Modificar el paradigma de la paz autoritaria y sustituirlo por un nuevo paradigma de gobernabilidad democrático y republicano, eficaz y legítimo, es una prioridad. Por eso mismo cabe preguntarse cómo reimplantar una cultura política que lleve a tener, en el corto, mediano y largo plazo, un sistema dotado de, al menos, las condiciones de una democracia resuelta a salir de los mínimos de la “zona gris”. Una que además cuente con actores sociopolíticos facultados para tomar decisiones con variables grados de autonomía y capaces de transformar creativamente las situaciones; abiertos, según Camou, “a la consideración de lo contingente e, incluso, de lo inesperado”.
Al recordar que su construcción entraña un proceso frágil, zigzagueante y sinuoso, que podría coronar con realidades incompletas o desalentadoras, en “¿Cómo nacen las democracias?” (1986) Guy Hermet advertía sobre el carácter reversible de estos regímenes. Un ejemplo es el catastrófico giro autoritario que vivió Nicaragua a partir de 2006, la restauración sandinista que Carlos Chamorro entrevió ese mismo año, cuando advertía que “Nicaragua está polarizada entre una minoría sandinista y una mayoría claramente antisandinista. Sin embargo, el ex presidente Daniel Ortega tiene una posibilidad real de ganar”. He allí la regresión improbable, 16 años después de que el triunfo de Violeta Chamorro y UNO encarnara la esperanza de una región aguijoneada por el sueño de la pacificación y la alineación democrática.
Por desgracia, la salida de Ortega apenas fue un mientras tanto, fruto de errores de gobiernos democráticos que empezaron a trastabillar por la crisis institucional, el caos jurídico, la imposibilidad de los actores internos para entenderse, la corrupción (entonces se hablaba de la «piñata chamorrista»), la desigualdad y la calamitosa situación económica, los intensos conflictos asociados a la transición (la coalición gobernante no resistió la polarización, y UNO fue desintegrándose a lo largo de 1993), o los acuerdos frágiles e insuficientes en el marco de reformas constitucionales como las de 1995. Todo eso que primero condujo a la pérdida de popularidad de doña Violeta (“…pues las promesas no se cumplen y la corrupción campea en las cúpulas del poder”) y anticipó las problemáticas administraciones de Alemán y Bolaños, también rabiosamente enfrentados. No faltó en medio de tal drama la tenaz metralla del FSLN, con Ortega (y Murillo) al frente. Desde la oposición, atento a las grietas y adoptando posturas de aparente imparcialidad, fustigaba la falta de diálogo entre poderes del Estado y amenazaba a las autoridades que no se ponían de acuerdo con “mandarlos al carajo”.

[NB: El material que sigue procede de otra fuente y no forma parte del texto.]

PR #1206, opened 2020-10-21
Issue 1203 save to matlab

### LINKED ISSUE #1203: Raise error when saving bad variable name to mat file
If a `.mat` file has a variable name with a space in the name, MATLAB won't be able to load it. So we shouldn't save it. Raise error instead and suggest making a new variable with a more MATLAB-compatible name.
We could try converting spaces to underscores, etc, but units (`[mol.m-3]`) would not work (none of [, ., - are ok)

tinosulzer:
# Description

Add error message and option to use different name if variable name contains spaces or special characters, so that matlab can read it
Fixes #1203 

## Type of change

# Key checklist:

## Further checks:


brosaplanella (approved):
Looks good, thanks Tino!

PR #1208, opened 2020-10-22
Put evaluated timescale and length_scales on solution

TomTranter:
# Description

Previously models would not evaluate timescales if they are functions of input parameters. If an input parameter doesn't change during a solution but was created for purposed of reusing models with different input parameters then it should result in consistent scaling and should be allowed. To address the problem the scaling are saved to the solution and used here for processed variables. A check is made when stepping that the inputs that affect scaling do not change

Fixes # (issue)

## Type of change

# Key checklist:

## Further checks:

### DIFF
--- a/examples/scripts/compare_comsol/compare_comsol_DFN.py
+++ b/examples/scripts/compare_comsol/compare_comsol_DFN.py
@@ -140,9 +140,7 @@ comsol_model.variables = {
 
 # Make new solution with same t and y
 comsol_solution = pybamm.Solution(pybamm_solution.t, pybamm_solution.y)
-# Update model and solution scales to match the pybamm model
-comsol_model.timescale = pybamm_model.timescale
-comsol_model.length_scales = pybamm_model.length_scales
+# Update solution scales to match the pybamm model
 comsol_solution.timescale_eval = pybamm_model.timescale_eval
 comsol_solution.length_scales_eval = pybamm_model.length_scales_eval
 comsol_solution.model = comsol_model
--- a/examples/scripts/compare_comsol/compare_comsol_DFN.py
+++ b/examples/scripts/compare_comsol/compare_comsol_DFN.py
@@ -140,9 +140,11 @@ comsol_model.variables = {
 
 # Make new solution with same t and y
 comsol_solution = pybamm.Solution(pybamm_solution.t, pybamm_solution.y)
-# Update model scales to match the pybamm model
+# Update model and solution scales to match the pybamm model
 comsol_model.timescale = pybamm_model.timescale
 comsol_model.length_scales = pybamm_model.length_scales
+comsol_solution.timescale_eval = pybamm_model.timescale_eval
+comsol_solution.length_scales_eval = pybamm_model.length_scales_eval
 comsol_solution.model = comsol_model
 
 # plot
--- a/pybamm/models/base_model.py
+++ b/pybamm/models/base_model.py
@@ -118,6 +118,11 @@ class BaseModel(object):
         # Default timescale is 1 second
         self.timescale = pybamm.Scalar(1)
         self.length_scales = {}
+        self.timescale_eval = self.timescale.evaluate()
+        self.length_scales_eval = {
+            domain: scale.evaluate()
+            for domain, scale in self.length_scales.items()
+        }
 
     @property
     def name(self):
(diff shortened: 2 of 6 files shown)


pybamm/models/base_model.py
```diff
@@ -118,6 +118,11 @@ def __init__(self, name="Unnamed model"):
         # Default timescale is 1 second
         self.timescale = pybamm.Scalar(1)
         self.length_scales = {}
+        self.timescale_eval = self.timescale.evaluate()
+        self.length_scales_eval = {
+            domain: scale.evaluate()
+            for domain, scale in self.length_scales.items()
+        }
```
tinosulzer, line 125: This is scary. With a model that isn't the base model, you would end up with timescale being some parameter and timescale_eval being equal to 1 (until you update it in the solver) which could get confusing

pybamm/solvers/base_solver.py
```diff
@@ -775,6 +777,28 @@ def step(
...
+                    "The model timescale is a function of an input parameter "
+                    "and the value has changed between steps!"
+                )
+            for domain in temp_length_scales_eval.keys():
+                old_dom_eval = old_solution.length_scales_eval[domain]
+                if temp_length_scales_eval[domain] != old_dom_eval:
+                    pybamm.logger.error(
+                        "The model lengthscale is a function of an input "
+                        "parameter {} and the value has changed between "
+                        "steps!".format(domain)
```
tinosulzer, line 800: Check this string ("domain" is not an input parameter). Should it say "an input parameter affecting the length scale in {}"?

pybamm/solvers/solution.py
```diff
@@ -70,6 +70,10 @@ def __init__(
         for time in t:
             self._known_evals[time] = {}
 
+        # Copy the timescale_eval and lengthscale_evals
+        self.timescale_eval = self._model.timescale_eval
+        self.length_scales_eval = self._model.length_scales_eval
+
```
tinosulzer, line 76: I guess this is the bit that required you to define `model.timescale_eval` at the start? I think we just need to be a bit more careful here. Maybe these two lines could be:
```python3
if hasattr(self._model, "timescale_eval"):
         self.timescale_eval = self._model.timescale_eval
else:
         self.timescale_eval =self._model.timescale.evaluate()
```
or even better put that logic into a class property `model.timescale_eval`

tinosulzer (commented):
Looks good, I think this is a neat solution. I just have a comment on `model.timescale_eval`

pybamm/solvers/solution.py
TomTranter: I've changed this

pybamm/models/base_model.py
TomTranter: There were some tests that failed without adding this that weren't battery models and didn't have a solver. I agree though it's a bit dodgy and is now solved by checking for the attribute

pybamm/solvers/base_solver.py
TomTranter: Re-worded

tinosulzer (approved):
Cool, looks good to me now

TomTranter:
@tinosulzer @tlestang - the script now runs. It is a bit hacky but I think the way this example was written was already hacky copying data into a solution from an external model - might want to think about supporting this better with a nice wrapper. Also it only failed on Linux but the error was also there on windows so there is some inconsistency between which things get tested on various platforms

examples/scripts/compare_comsol/compare_comsol_DFN.py
```diff
@@ -140,9 +140,11 @@ def myinterp(t):
 
 # Make new solution with same t and y
 comsol_solution = pybamm.Solution(pybamm_solution.t, pybamm_solution.y)
-# Update model scales to match the pybamm model
+# Update model and solution scales to match the pybamm model
 comsol_model.timescale = pybamm_model.timescale
 comsol_model.length_scales = pybamm_model.length_scales
```
tinosulzer, line 145: you probably don't need these two lines any more now that the solution contains the timescale

tinosulzer (approved):
Yeah no problem, agreed it was already hacky

examples/scripts/compare_comsol/compare_comsol_DFN.py
TomTranter: I've removed the unnecessary lines now

TomTranter:
@tinosulzer just mac failing on this one now

PR #1214, opened 2020-10-26
Workaround for macos brew update error

brosaplanella:
# Description

This workaround allows the macos tests to work until the issue with GitHub actions. This change can be reverted once [this PR](https://github.com/actions/virtual-environments/pull/1808) is merged.

PR #1216, opened 2020-10-27
Apply workaround for brew update in publishing workflow

tlestang:
PR #1214 only modified the test workflow, but the `brew update` issue is also affecting the publishing workflow in the same way.
This is basically a duplicate of #1214


brosaplanella (approved):
Good catch, thanks Thibault!

PR #1222, opened 2020-10-30
Issue 1220 optimizations

### LINKED ISSUE #1220: Make `Symbol.is_constant` and `Symbol.shape` more efficient
These are bottlenecks in the generation of python or julia code.

`is_constant` should behave more similarly to `evaluates_on_edges`, and cache the value once it has calculated it the first time. Looking for symbols of a certain type is inefficient. `evaluates_on_edges` should also cache.

`shape` and `size` should cache the value once they have calculated it the first time.

tinosulzer:
# Description

Various optimizations based on running some profiling
- Cache shape and size calculations
- Rewrite `is_constant`
- Only create one instance of each of geometric, electrical, and thermal parameters
- Some small checks to avoid unnecessary recomputations wherever possible

Highlighted effects:
- 4x speedup on creating the DFN model object (0.4s -> 0.1s)
- The casadi solver with "fast" mode is now much faster on the second run, since it avoids calculating sizes and re-creating the integrator (around 2-3x speedup, but this depends on the grid size and parameters and model)

Fixes #1220 

## Type of change

# Key checklist:

## Further checks:

### DIFF
--- a/CHANGELOG.md
+++ b/CHANGELOG.md
@@ -9,6 +9,7 @@
 
 ## Optimizations
 
+-   Only instantiate the geometric, electrical and thermal parameter classes once
 
 ## Bug fixes
 
--- a/CHANGELOG.md
+++ b/CHANGELOG.md
@@ -9,7 +9,10 @@
 
 ## Optimizations
 
--   Only instantiate the geometric, electrical and thermal parameter classes once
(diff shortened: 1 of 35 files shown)


brosaplanella (approved):
Looks good, thanks Tino! Happy to merge when coverage has been fixed.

Crisis, pérdida del control y la perspectiva, historia de “actores que enfrentan dilemas éticos y confusiones ideológicas irresolubles”, que “llegan a ciertos puntos de viraje dramático o los sobrepasan sin comprender su significación futura”, como describen O’Donnell y Schmitter… Gobernabilidad democrática, divino tesoro. En preservarla está la clave de la supervivencia.